Detrás de mí, una perrita, evidentemente callejera, marcaba su paso y me seguía. Al principio no hubo nada particular en ello, pues no son pocas las veces en las que un perro cualquiera se te acerca cuando corres. Debe ser algo instintivo, pero no siempre vienen con buenas intenciones, así que me puse en guardia.
Sin embargo, no pasó nada malo. La perrita se limitaba a ir detrás de mí. Podía desistir cuando así lo quisiera, o también adelantarme cuando le viniera en gana, pues a final de cuentas es un cuadrúpedo mucho más ágil y veloz que este bípedo regordete, pero no mostró el más mínimo interés en hacer ni lo uno ni lo otro.
Me tocaba marcar 8.5 kilómetros. Pensé, “sobrado” como decimos acá, que la perrita se cansaría y se iría, pero estaba equivocado. Tanto perseveró sin alejarse de mí que hasta los obreros de las construcciones con las que topo en mi trayecto, que me ven cada día en las mismas lides, empezaron a bromear sobre mi nueva compañera de trote. La perrita, sin quererlo, se había convertido en todo un acontecimiento vecinal. Hasta unos Testigos de Jehová, que esa mañana tomaron nuestra calle, empezaron a decir “¡Alabado sea Dios!” cada vez que nos veían pasar.
¿Qué podría estar pasando por la mente de la perrita? Vivía en la calle, eso era evidente, y si alguna vez había tenido dueño nadie podía saberlo. Quizás se sintió atraída por el ritmo continuo de mi carrera, quizás le llamó la atención, mi (me imagino) no muy grato olor a ejercicio mañanero, pero quizás había en su demostración algo mucho más denso: Tal vez, como todos nosotros en algún momento, quiso dejarse llevar y sentirse parte de algo que fuera más allá de ella misma.

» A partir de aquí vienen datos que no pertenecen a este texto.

PR #253, opened 2026-05-24
docs(mode-economics): add per-mode token-cost shape page

justinmclean:
> **Generated by the spec-driven build loop.** This page was produced by an
> autonomous run of `tools/spec-loop` (`./loop.sh` — one work item, one branch,
> one PR). Authored by Claude (see the `Generated-by` commit trailer) and
> reviewed + tested by a human before submission.

## What

Adds `docs/mode-economics.md` — an indicative per-skill / per-mode / per-model
token-cost page, so a maintainer evaluating adoption can see the cost shape up
front rather than discovering it after the fact. Covers Triage, Mentoring,
Drafting, Pairing and Auto-merge; model-class trade-offs; local/self-hosted
inference; cost-reduction levers; and the long-term ASF inference-endpoint
roadmap item. Adds a reciprocal cross-reference from `docs/modes.md`.

## Why

`MISSION.md § Affordability` commits to documenting mode economics honestly.
This page is that documentation, and its data is the quantitative input for
future ASF inference-endpoint capacity planning.

## Changes

- `docs/mode-economics.md` — new page.
- `docs/modes.md` — cross-reference back to it.

## Testing — and a limitation it shipped with

The doc gates runnable locally pass: the doctoc TOC matches all 15 headings, every
internal link/anchor resolves (including the MISSION § Affordability deep-link and
the reciprocal `modes.md` cross-ref), file-hygiene is clean, and 12 of 13 referenced
skills exist on `main` (the 13th, `pairing-self-review`, is a sibling unmerged
branch — a name in a table, not a link). `markdownlint`/`typos`/`lychee` should be
confirmed by CI.

**Limitation found in testing — the loop did not detect it.** The page's headline
anchor claimed "one skill file (SKILL.md) ≈ 3,000–6,000 tokens" and that this
overhead "applies" generally. Tokenizing the real catalogue with `cl100k_base`
showed that holds only for the *median* skill: of 26 skills, **9** fall in 3k–6k,
**6** are below, and **11** are above — the large multi-step security skills run far
higher (`security-issue-import` ~22,000, `security-issue-sync` ~36,000, i.e. 4–6×
the stated ceiling). The anchor is corrected here to measured, class-specific
ranges (small ~1k–3k, typical ~3.5k–9k, large security ~11k–36k). The build loop
shipped a plausible but unverified figure; the test-before-PR step is what caught it.

## Notes

- Indicative cost guidance; the counts in the "what tokens means here" anchor are
  now measured (`cl100k_base`), not estimated.

### DIFF
--- a/docs/mode-economics.md
+++ b/docs/mode-economics.md
@@ -1,0 +1,261 @@
+<!-- START doctoc generated TOC please keep comment here to allow auto update -->
+<!-- DON'T EDIT THIS SECTION, INSTEAD RE-RUN doctoc TO UPDATE -->
+**Table of Contents**  *generated with [DocToc](https://github.com/thlorenz/doctoc)*
+
+- [Mode economics — what does each mode cost to run?](#mode-economics--what-does-each-mode-cost-to-run)
+  - [How to read this page](#how-to-read-this-page)
+    - [What "tokens" means here](#what-tokens-means-here)
+    - [Model classes](#model-classes)
+  - [Per-mode token shape](#per-mode-token-shape)
+    - [Triage](#triage)
+    - [Mentoring](#mentoring)
+    - [Drafting](#drafting)
+    - [Pairing](#pairing)
+    - [Auto-merge](#auto-merge)
+  - [Model class and mode cost shape](#model-class-and-mode-cost-shape)
+  - [Local and self-hosted inference](#local-and-self-hosted-inference)
+  - [Reducing costs](#reducing-costs)
+  - [Long-term: the ASF inference endpoint](#long-term-the-asf-inference-endpoint)
+  - [Cross-references](#cross-references)
+
+<!-- END doctoc generated TOC please keep comment here to allow auto update -->
+
+<!-- SPDX-License-Identifier: Apache-2.0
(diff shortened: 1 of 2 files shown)


choo121600 (approved):
Cool!
It looks like this document may also need to be updated whenever a new skill is introduced.
Would it make sense to add some guidance or process to help keep this document in sync?

potiuk (approved):
Nice!

potiuk:
> Cool! It looks like this document may also need to be updated whenever a new skill is introduced. Would it make sense to add some guidance or process to help keep this document in sync?

I am planning to do it also with running evals :)

potiuk:
> > Cool! It looks like this document may also need to be updated whenever a new skill is introduced. Would it make sense to add some guidance or process to help keep this document in sync?
> 
> I am planning to do it also with running evals :)

https://github.com/apache/airflow-steward/pull/281 -> cc: @justinmclean @choo121600 @andreahlert :) - I think this way we don't **really** need to run evals in CI.

choo121600:
> #281 -> cc: @justinmclean @choo121600 @andreahlert :) - I think this way we don't **really** need to run evals in CI.

Agreed, I think this approach makes sense :)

Entendí que la perrita, sumida en privaciones y faltas de afecto que muy pocos de nosotros podemos siquiera imaginar, lo que quería era escapar de su propia soledad. Buscaba amor, como todos nosotros, y no me ofrecía más que su lealtad a cambio. Me dio una lección que me enterneció.

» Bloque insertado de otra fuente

PR #345, opened 2026-05-27
feat(tools/jira): add write subcommands (comment, transition, label, assign, field, attach)

### LINKED ISSUE #301: feat(tools/jira): add write subcommands (comment, transition, label, assign, field, attach)
The current Jira bridge in [`tools/jira/`](../tree/main/tools/jira/) is read-only by design — `search`, `issue`, `projects` only. To use Jira as a tracker for skills like `issue-triage`, `security-issue-sync`, and `security-issue-invalidate`, we need a parallel **write** path.

**Suggested subcommands** (mirror the existing read API shape):

- `comment <KEY> --body-file <path>` — post a comment
- `transition <KEY> <transition-name>` — move workflow state
- `label <KEY> --add <name> --remove <name>` — toggle labels
- `assign <KEY> <username>` — set assignee
- `field <KEY> <field-name> --value <value>` — edit a custom field
- `attach <KEY> <file>` — attach a file

Same write-path discipline the GitHub bridge uses applies: every mutation is gated on **explicit user confirmation** in the calling skill — bridges only execute confirmed actions.

**Why:** Apache projects that haven't migrated to GitHub Issues (Lucene/Solr, Cassandra, Camel, Beam, Flink, Kafka, etc.) live on Jira; without a write path the skill family can't operate against them. ASF Jira at `issues.apache.org/jira` is the largest concrete target.

**Reference:**

- Existing read bridge: [`tools/jira/bridge.groovy`](../tree/main/tools/jira/bridge.groovy)
- Write-path discipline reference: [`tools/github/operations.md`](../tree/main/tools/github/operations.md)
- Reimplementations in Python or Bash + curl are welcome — Groovy was the proof-of-concept.

oscerd:
## Summary

- Extends the read-only JIRA bridge with six write subcommands: `comment`, `transition`, `label`, `assign`, `field`, and `attach`
- Write operations require `JIRA_API_TOKEN` and follow the same write-path discipline as the GitHub bridge (mutations gated on explicit user confirmation in the calling skill)
- Adds a pytest test harness with a mock HTTP server (24 tests, auto-skipped when groovy is not on PATH)

## Test plan

- [x] Tests collected and pass locally (`uv run pytest` — 24 tests, skipped when groovy not on PATH)
- [x] Placeholder check passes (`tools/dev/check-placeholders.sh` — OK)
- [ ] CI pre-commit hooks pass
- [ ] Manual verification with a live JIRA instance (optional, requires groovy + API token)

Closes #301


tools/jira/bridge.groovy
```diff
@@ -130,20 +202,172 @@ def cmd_projects(List args) {
...
+        } else {
+            i++
+        }
+    }
+    if (value == null) {
+        System.err.println('error: field requires --value <value>')
+        System.exit(2)
+    }
+    def url = "${TRACKER_URL}/rest/api/2/issue/${key}"
+    def payload = JsonOutput.toJson([fields: [(fieldName): value]])
```
andreahlert: imho the biggest gotcha here — `value` is always a string, so anything that isn't a free-text/number customfield will 400 against real JIRA: priority → `{"name": "High"}`, fixVersions → `[{"name": "1.2.3"}]`, single-select → `{"value": "x"}`, user picker → `{"name": "jdoe"}` (DC) / `{"accountId": "..."}` (Cloud).

Mock doesn't catch it because it accepts any payload.

wdyt about adding `--value-json '<json>'` as an alt to `--value <str>`? Keeps the shorthand for trivial cases.

tools/jira/README.md
```diff
@@ -108,31 +217,64 @@ The bridge reads its configuration from the environment:
 |---|---|
 | `ISSUE_TRACKER_URL` | required; e.g. `https://issues.apache.org/jira` |
 | `ISSUE_TRACKER_PROJECT` | project key (e.g. `FOO`) |
+| `JIRA_API_TOKEN` | required for write subcommands; base64-encoded `email:token` |
```
andreahlert: nit: this is Atlassian Cloud phrasing, but `cmd_assign` below uses `{name: username}` which is DC-only (Cloud needs `accountId`). Since #301 explicitly targets `issues.apache.org/jira` (DC), the impl is right — just the doc reads Cloud-ish.

Maybe:
> base64 of `username:password` or `username:<PAT>` for Apache JIRA (Data Center). Cloud not currently supported (`assign` uses DC `name`, not Cloud `accountId`).

tools/jira/bridge.groovy
```diff
@@ -55,6 +64,76 @@ def httpGet(String urlStr) {
...
+    def conn = url.openConnection()
+    conn.requestMethod = method
+    conn.doOutput = true
+    conn.setRequestProperty('Content-Type', 'application/json')
+    conn.setRequestProperty('Accept', 'application/json')
+    if (!API_TOKEN) {
+        System.err.println('error: JIRA_API_TOKEN is required for write operations')
+        System.exit(2)
+    }
+    conn.setRequestProperty('Authorization', "Basic ${API_TOKEN}")
```
andreahlert: heads-up: ASF JIRA DC PATs are sent as `Authorization: Bearer <pat>`, not Basic. Today a PAT user has to wrap it as `base64(user:pat)` to fake Basic, which bypasses the canonical PAT path.

imho worth a `JIRA_AUTH_SCHEME` env (default `Basic`, accepts `Bearer`) — ASF has been nudging projects toward PAT-only.

tools/jira/bridge.groovy
```diff
@@ -130,20 +202,172 @@ def cmd_projects(List args) {
...
+        System.exit(2)
+    }
+    def issueUrl = "${TRACKER_URL}/rest/api/2/issue/${key}?fields=labels"
+    def current = httpGet(issueUrl)
+    def labels = (current.fields?.labels ?: []) as List
+    labels.addAll(addLabels)
+    labels.removeAll(removeLabels)
+    labels = labels.unique()
+    def url = "${TRACKER_URL}/rest/api/2/issue/${key}"
+    def payload = JsonOutput.toJson([fields: [labels: labels]])
```
andreahlert: nit: read-modify-write loses concurrent label updates. JIRA REST does this atomically in one PUT:

```json
{"update": {"labels": [{"add": "x"}, {"remove": "y"}]}}
```

One round-trip, no race, server handles the merge. Not blocking — fine as a follow-up.

tools/jira/bridge.groovy
```diff
@@ -130,20 +202,172 @@ def cmd_projects(List args) {
...
+def cmd_assign(List args) {
+    def key = args ? args[0] : null
+    validateKey(key)
+    def username = args.size() > 1 ? args[1] : null
+    if (!username) {
+        System.err.println('error: assign requires a username')
+        System.exit(2)
+    }
+    def url = "${TRACKER_URL}/rest/api/2/issue/${key}/assignee"
+    def payload = JsonOutput.toJson([name: username])
```
andreahlert, line 300: fyi: `{name: username}` is DC-only. Cloud needs `{accountId: "..."}`. Fine for #301's scope (ASF JIRA = DC) — just calling it out so the limitation is explicit and we don't silently break Cloud adopters later.

Maybe drop a `// DC payload — Cloud uses accountId` next to it.

tools/jira/bridge.groovy
```diff
@@ -55,6 +64,76 @@ def httpGet(String urlStr) {
...
+        System.exit(2)
+    }
+    conn.setRequestProperty('Authorization', "Basic ${API_TOKEN}")
+    conn.connectTimeout = 10000
+    conn.readTimeout    = 60000
+    def os = conn.outputStream
+    os.write("--${boundary}\r\n".getBytes('UTF-8'))
+    os.write("Content-Disposition: form-data; name=\"file\"; filename=\"${file.name}\"\r\n".getBytes('UTF-8'))
+    os.write("Content-Type: application/octet-stream\r\n\r\n".getBytes('UTF-8'))
+    file.withInputStream { is -> os << is }
```
andreahlert, line 116: nit: no size guard on the upload, and filename in `Content-Disposition` isn't escaped. Source is local FS so risk is low, but a soft cap (e.g. 10MB) would prevent foot-guns.

tools/jira/bridge.groovy
```diff
@@ -130,20 +202,172 @@ def cmd_projects(List args) {
...
+    if (!bodyFile) {
+        System.err.println('error: comment requires --body-file <path>')
+        System.exit(2)
+    }
+    def f = new File(bodyFile)
+    if (!f.exists()) {
+        System.err.println("error: body file not found: ${bodyFile}")
+        System.exit(2)
+    }
+    def body = f.text
```
andreahlert: nit: `f.text` uses platform default encoding. Non-ASCII comment bodies can corrupt on non-UTF-8 hosts. `f.getText("UTF-8")` fixes it.

tools/jira/tests/test_bridge_write.py
```diff
@@ -0,0 +1,395 @@
...
+                entry["body"] = json.loads(body)
+            else:
+                entry["body_raw"] = body
+        _log.requests.append(entry)
+
+        key = f"{method} {self.path.split('?')[0]}"
+        if key in _canned_responses:
+            status, payload = _canned_responses[key]
+        else:
+            status, payload = 200, {}
```
andreahlert, line 85: nit on coverage: mock defaults to `200 + {}` for unmapped routes, so any malformed body slips through silently. A "strict" mode that 400s on unknown keys / wrong shapes would catch the `cmd_field` shape issue I flagged in the groovy file.

Also — `Authorization` header value isn't asserted anywhere (only presence/absence). Worth a sanity check that the scheme + token round-trip correctly.

andreahlert (changes requested):
Scope is tight and the mock harness is a solid first layer — really like where this is going. Requesting changes on three things that imho will bite the first time a skill calls this against `issues.apache.org/jira`:

1. `cmd_field` only sends string values — most non-trivial JIRA fields (priority, version, user, single-select) need objects/arrays and will 400. See inline.
2. README auth description is Cloud-flavored but `cmd_assign` uses DC `{name}`. Needs to either say "DC only" or actually handle Cloud.
3. ASF JIRA PATs use `Authorization: Bearer`, not Basic. Today PAT users have to fake Basic via `base64(user:pat)`.

The rest below are nits / follow-ups — flagging them while I'm here, not blocking on them.

Cross-cutting:
- No retry/backoff anywhere. ASF JIRA does rate-limit; a small `429/5xx → 3 retries w/ backoff` loop would save pain in long skill flows.
- Pre-existing, but since the README is being touched here: `@Grab('org.apache.groovy:groovy-json:4.0.21')` requires Groovy 4 (3.x uses `org.codehaus.groovy`), yet `README.md:66` still says "Groovy 3.x or newer". Easy fix in passing.

tools/jira/bridge.groovy
oscerd: Fixed — added `--value-json <json>` as an alternative to `--value <str>`. Structured values (priority objects, version arrays, select fields) go through `--value-json` and are parsed before being sent to JIRA. Added two test cases covering object and array payloads.

tools/jira/README.md
oscerd: Fixed — rewrote the Configuration section to explicitly state DC-only scope, and added auth notes explaining Basic vs Bearer with concrete guidance for ASF PAT users.

tools/jira/bridge.groovy
oscerd: Fixed — added `JIRA_AUTH_SCHEME` env var (default `Basic`, accepts `Bearer`). All three auth header sites (`httpGet`, `httpWrite`, `httpMultipart`) now use `"${AUTH_SCHEME} ${API_TOKEN}"`. Added a test that verifies the Bearer header round-trips correctly.

tools/jira/bridge.groovy
oscerd: Fixed in this round — switched to `{"update": {"labels": [{"add": "x"}, {"remove": "y"}]}}`. Eliminates the GET round-trip and the race. Tests updated to assert on the atomic payload shape.

tools/jira/bridge.groovy
oscerd: Added `// DC payload — Cloud uses accountId` inline comment and documented the DC-only limitation in the README assign section.

tools/jira/bridge.groovy
oscerd: Acknowledged — risk is low since source is always local FS and the calling skill controls what gets attached. Good candidate for a follow-up (size cap + filename sanitization) if adoption surfaces real foot-guns.

tools/jira/bridge.groovy
oscerd: Fixed — changed to `f.getText('UTF-8')`. Good catch.

tools/jira/tests/test_bridge_write.py
oscerd: Added auth header value assertions — `test_basic_auth_header` verifies `Basic <token>` round-trips and `test_bearer_auth_scheme` verifies `Bearer <pat>`. Strict mock mode is a good idea for a follow-up; keeping the permissive default for now to keep the harness simple.

oscerd:
@andreahlert Thanks for the thorough review — addressed all three blocking items and most nits in 2dcfadc.

**Retry/backoff:** Agreed this will matter in long skill flows. It applies equally to the read path, so imho better as a cross-cutting follow-up than scoped to this PR.

**Groovy version:** Fixed — README now says "Groovy 4.x" and explains the `org.apache.groovy` group ID.

andreahlert (approved):
Thanks for addressing this. LGTM.

potiuk (changes requested):
Thanks for the iteration — implementation is clean and the prior-feedback
round (Bearer scheme, atomic `update` API, UTF-8 file reads) shows good
attention to detail. Strict key regex (`^[A-Z][A-Z0-9_]*-\d+$`) closes the
URL-injection path, and the 28 pytest tests cover the right happy + error +
auth surfaces.

### Blocking — wire the test suite into CI

The new `tools/jira/` is a proper uv project with tests, but neither the
workflow matrix nor the prek hooks pick it up — so the 28 tests land as
dead weight in CI and a future regression would never block a PR. Two small
additions, both mechanical, mirror the pattern the other tools use:

**1. Add `jira` to the pytest matrix** in `.github/workflows/tests.yml`:

```suggestion
        project:
          - name: oauth-draft
            path: tools/gmail/oauth-draft
          - name: generate-cve-json
            path: tools/vulnogram/generate-cve-json
          - name: skill-and-tool-validator
            path: tools/skill-and-tool-validator
          - name: privacy-llm-checker
            path: tools/privacy-llm/checker
          - name: privacy-llm-redactor
            path: tools/privacy-llm/redactor
          - name: vulnogram-oauth-api
            path: tools/vulnogram/oauth-api
          - name: sandbox-lint
            path: tools/sandbox-lint
          - name: agent-isolation
            path: tools/agent-isolation
          - name: jira
            path: tools/jira
```

**2. Add prek hooks for `jira`** in `.pre-commit-config.yaml`, mirroring the
sibling pattern (the `skill-and-tool-validator` block is the closest analogue
— four hooks: `ruff-check`, `ruff-format`, `mypy`, `pytest`). Each hook's
`files:` regex should match `^tools/jira/(src|tests|pyproject\.toml|bridge\.groovy)`.

Once both land, `pytest (jira)` shows up as a matrix entry under the
`tests-ok` umbrella and prek runs the lint pass locally and in CI.

Happy to apply this as a maintainer-side fixup if you'd rather not chase it
— just say the word. Otherwise, push the two edits when you have a moment
and I'll re-review.

---

> *This review was drafted by an AI-assisted tool and confirmed by an Apache Steward
> maintainer. After you've addressed the points above and pushed an update, an
> Apache Steward maintainer will take the next look at your PR.*
>
> *More on how Apache Steward handles maintainer review:*
> [CONTRIBUTING.md](https://github.com/apache/airflow-steward/blob/main/CONTRIBUTING.md).

oscerd:
@potiuk Done in 5aa58e6:

1. Added `jira` to the pytest matrix in `.github/workflows/tests.yml`
2. Added four prek hooks (`ruff-check`, `ruff-format`, `mypy`, `pytest`) in `.pre-commit-config.yaml` — `files:` pattern includes `bridge.groovy` so tests re-run when the bridge itself changes
3. Added `ruff` and `mypy` to dev dependencies in `pyproject.toml` with mypy config mirroring `sandbox-lint`

All four checks pass locally (ruff check, ruff format, mypy, pytest collect — 28 tests).

potiuk (approved):
LGTM — the CI wire-in addresses the prior REQUEST_CHANGES exactly:

- `.github/workflows/tests.yml` — `jira / tools/jira` matrix entry slots in
  alongside the other tool packages; the `tests-ok` umbrella now gates the
  jira suite alongside the rest.
- `.pre-commit-config.yaml` — four hooks under a `repo: local` block
  (`ruff check`, `ruff format --check`, `mypy`, `pytest`), each with a
  `files:` regex matching `^tools/jira/(src|tests|pyproject\.toml|bridge\.groovy)`
  exactly as proposed.
- `pyproject.toml` — `ruff` and `mypy` added to the `dev` dep group; uv.lock
  reflects.

Verified locally on the rebased branch: `ruff check` clean, `ruff format
--check` clean, `mypy` reports no issues, `pytest` skips the Groovy-dependent
cases (groovy not installed locally) but the test suite's skip semantics
are correct and CI ships groovy. The 28 test assertions still match the
prior round.

The substantive review from earlier still stands: clean Groovy
implementation of six write subcommands; strict key regex (`^[A-Z][A-Z0-9_]*-\d+$`)
closes URL injection; atomic JIRA `update` API for labels; DC-only scope
called out; Bearer auth supported.

Thanks for the quick turnaround on the CI wiring.

---

> *This review was drafted by an AI-assisted tool and confirmed by an Apache Steward
> maintainer. The maintainer approving this PR has read the findings and signed off.
> If something feels off, please reply on the PR and a maintainer will follow up.*
>
> *More on how Apache Steward handles maintainer review:*
> [CONTRIBUTING.md](https://github.com/apache/airflow-steward/blob/main/CONTRIBUTING.md).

Terminé, y apenas crucé mi meta final, me detuve y me agaché para agradecerle el gesto. Me miró con ojos adustos, sin un dejo de miedo, y sencillamente se acercó y apoyó su cabeza en mis rodillas. La acaricié y mis manos quedaron negras, impregnadas de la suciedad que llevaba en ella como un emblema, pero no me importó. El vigilante de mi edificio, que fue testigo de todo, salió de inmediato con un cuenco con agua que le ofreció a mi compañera, pero ella prefirió quedarse en mi regazo. Luego busqué a mi esposa y le conté toda la historia, y bajamos con algo de alimento para la perrita. Ella no lo aceptó. Volvió a acurrucarse en mí y allí se quedó hasta que tuve que irme. Me di cuenta entonces de que tenía un pronunciado bulto en el cuello, así que traté de llamar a un veterinario que fuera a atenderla, pero siendo diciembre y ya cercana la Navidad, fue imposible que alguno acudiera. Decidimos llevarla a cualquier clínica que nos la recibiera, pero cuando la buscamos de nuevo, ya no estaba.

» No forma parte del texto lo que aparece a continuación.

PR #346, opened 2026-05-27
feat(pr-management-triage): fetch all PRs upfront, classify in batch

potiuk:
## Summary

- Restructure PR triage from per-page interactive loop to fetch-all → classify-once → present-groups. Step 1 walks every page until `hasNextPage=false` without prompting; Step 2 classifies the full set; Step 3 forms groups that span the entire queue.
- A `mark-ready` group can carry 30+ PRs across what was previously six pages — one screen, one decision.
- Add `Bash(gh api graphql *)` to `permissions.allow` (in `.claude/settings.json`, `tools/sandbox-lint/expected.json` baseline, and the isolation-setup template at `docs/setup/secure-agent-setup.md`) so the read-only fetch loop bypasses the `-F`/`-f` ask rules. Mutations still hit ask.

## Why

The per-page loop forced context-switching between action classes (mark-ready on page 1, draft on page 2, back to mark-ready on page 3, …) and required maintainer attention throughout the long fetch phase. Running the skill against the Apache Airflow queue (200+ open PRs) made the cost visible — maintainer attention was the bottleneck, not GraphQL budget.

Fetching everything up front lets the maintainer walk away during the long fetch, then come back to one batched decision per action class.

## Out of scope

`issue-triage` and `security-issue-triage` would benefit from the same refactor; left untouched here to keep this PR's scope tight.

## Test plan

- [ ] `skill-and-tool-validate` exits 0 (verified locally on the touched files; pre-existing soft warnings in unrelated skills are not introduced here).
- [ ] `pytest (sandbox-lint)` passes — `expected.json` baseline updated in lockstep with `.claude/settings.json`.
- [ ] Run a triage pass on a small queue (e.g. `triage label:area:scheduler`) to confirm the fetch loop ends cleanly and groups present across the result set.
- [ ] Confirm `gh api graphql *` calls during the fetch loop no longer prompt under the new allow rule.

### DIFF
--- a/.claude/settings.json
+++ b/.claude/settings.json
@@ -44,6 +44,9 @@
     }
   },
   "permissions": {
+    "allow": [
+      "Bash(gh api graphql *)"
+    ],
     "deny": [
       "Read(~/.aws/**)",
       "Read(~/.ssh/**)",
--- a/.claude/skills/pr-management-triage/SKILL.md
+++ b/.claude/skills/pr-management-triage/SKILL.md
@@ -48,11 +48,22 @@ of scope here.
 
 This skill is the successor to the triage mode of
 `breeze pr auto-triage`. It drops the full-screen TUI in favour
-of a CLI conversation: PRs are presented to the maintainer one
-*group* at a time (grouped by suggested action), and the
-maintainer either bulk-confirms the group, pulls individual PRs
-out for case-by-case handling, or skips. Detail files in this
-directory break the logic out topic-by-topic:
+of a CLI conversation. The flow is:
+
+1. **Fetch the entire candidate set up front** by paginating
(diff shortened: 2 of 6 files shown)


potiuk:
Nice UX improvement for triage -> instead of paging results, we fetch **all** PRs to memory and pre-classify them before we get triager's attention. This should all get with very little interaction - so when attention of triager is grabbed, there should already be a summary of things to do and groups of changes to act on .. This is a very nice improvement making the triage process far less "attention disrupting".

potiuk:
cc: @paulk-asert -> I am also applying it to "security-issue-triage"  - possibly similar approach could be used for "issue-triage".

Pasaron dos días en los que no pude correr, pero “Yotrota” (así la llamé para mí mismo) no abandonó mis pensamientos. El 24 de diciembre volví a correr, y no puedo negar mi ansiedad mientras bajaba. Ya no quería correr solo, y ansiaba de corazón encontrarme de nuevo con “Yotrota” para que me acompañara en mis vueltas. Al principio no la vi, así que empecé a correr un poco apagado. Pero al cabo de unos minutos volví a escuchar detrás de mí ese sonido raro que aquella primera mañana me había desconcertado.
Me volví y allí estaba ella, siguiéndome. No podría asegurarlo, pero quienes tienen perros saben de qué hablo: “Yotrota” sonreía.
Dios fue este año muy generoso conmigo. Entre muchas otras bendiciones, me dio una esposa maravillosa, una hija mágica y un pequeñín por venir… y también me dejó un hermoso regalo de Navidad: Ya no troto solo, ahora tengo una compañera. Espero que me deje cuidarla para que así sean muchos los kilómetros y la vida que recorramos juntos.